═════ RAW DATA

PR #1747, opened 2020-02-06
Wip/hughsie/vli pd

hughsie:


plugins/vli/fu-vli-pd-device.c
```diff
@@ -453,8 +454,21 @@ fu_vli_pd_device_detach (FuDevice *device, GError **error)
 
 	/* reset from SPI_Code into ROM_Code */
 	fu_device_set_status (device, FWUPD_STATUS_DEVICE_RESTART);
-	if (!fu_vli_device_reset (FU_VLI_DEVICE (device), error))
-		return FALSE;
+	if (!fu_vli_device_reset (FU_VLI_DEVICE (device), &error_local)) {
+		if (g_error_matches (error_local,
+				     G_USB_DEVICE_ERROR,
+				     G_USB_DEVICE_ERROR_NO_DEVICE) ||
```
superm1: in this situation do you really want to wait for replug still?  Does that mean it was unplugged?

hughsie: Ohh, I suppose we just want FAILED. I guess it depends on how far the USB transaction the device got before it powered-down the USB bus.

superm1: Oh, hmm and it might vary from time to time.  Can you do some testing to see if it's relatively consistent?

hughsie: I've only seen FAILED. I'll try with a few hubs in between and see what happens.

══════════
═════ RAW DATA

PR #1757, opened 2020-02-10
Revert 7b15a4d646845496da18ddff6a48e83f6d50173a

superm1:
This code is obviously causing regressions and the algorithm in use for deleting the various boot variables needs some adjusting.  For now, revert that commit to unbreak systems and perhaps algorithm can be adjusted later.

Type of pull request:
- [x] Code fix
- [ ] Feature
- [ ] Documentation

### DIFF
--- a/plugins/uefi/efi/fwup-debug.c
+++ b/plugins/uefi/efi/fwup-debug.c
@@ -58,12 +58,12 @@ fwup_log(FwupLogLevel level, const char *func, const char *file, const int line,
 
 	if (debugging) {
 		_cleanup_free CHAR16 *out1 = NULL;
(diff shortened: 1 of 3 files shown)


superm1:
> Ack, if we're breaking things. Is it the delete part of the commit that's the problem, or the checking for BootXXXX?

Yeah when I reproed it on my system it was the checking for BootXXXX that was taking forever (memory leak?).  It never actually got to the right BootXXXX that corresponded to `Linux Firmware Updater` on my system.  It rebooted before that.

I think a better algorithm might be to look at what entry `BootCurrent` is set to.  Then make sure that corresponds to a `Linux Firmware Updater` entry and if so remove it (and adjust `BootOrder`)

══════════
═════ RAW DATA

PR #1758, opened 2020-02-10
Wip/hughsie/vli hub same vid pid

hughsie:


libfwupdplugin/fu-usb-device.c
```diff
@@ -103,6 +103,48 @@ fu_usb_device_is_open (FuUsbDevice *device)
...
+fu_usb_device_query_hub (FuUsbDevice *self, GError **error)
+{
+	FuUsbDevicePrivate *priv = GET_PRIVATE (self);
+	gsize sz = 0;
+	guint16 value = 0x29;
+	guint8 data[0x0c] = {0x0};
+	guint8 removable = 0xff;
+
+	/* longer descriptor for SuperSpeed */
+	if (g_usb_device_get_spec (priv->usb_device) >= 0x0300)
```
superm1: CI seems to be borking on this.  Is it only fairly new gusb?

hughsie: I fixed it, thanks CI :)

══════════

__PROBLEM STATEMENT__. From the material above, retype precisely the lines between the line holding "PR #1747, opened 2020-02-06" and the line holding "hughsie: I've only", inclusive, and nothing beyond them.

__PROBLEM SOLUTION__.
PR #1747, opened 2020-02-06
Wip/hughsie/vli pd

hughsie:


plugins/vli/fu-vli-pd-device.c
```diff
@@ -453,8 +454,21 @@ fu_vli_pd_device_detach (FuDevice *device, GError **error)
 
 	/* reset from SPI_Code into ROM_Code */
 	fu_device_set_status (device, FWUPD_STATUS_DEVICE_RESTART);
-	if (!fu_vli_device_reset (FU_VLI_DEVICE (device), error))
-		return FALSE;
+	if (!fu_vli_device_reset (FU_VLI_DEVICE (device), &error_local)) {
+		if (g_error_matches (error_local,
+				     G_USB_DEVICE_ERROR,
+				     G_USB_DEVICE_ERROR_NO_DEVICE) ||
```
superm1: in this situation do you really want to wait for replug still?  Does that mean it was unplugged?

hughsie: Ohh, I suppose we just want FAILED. I guess it depends on how far the USB transaction the device got before it powered-down the USB bus.

superm1: Oh, hmm and it might vary from time to time.  Can you do some testing to see if it's relatively consistent?

hughsie: I've only seen FAILED. I'll try with a few hubs in between and see what happens.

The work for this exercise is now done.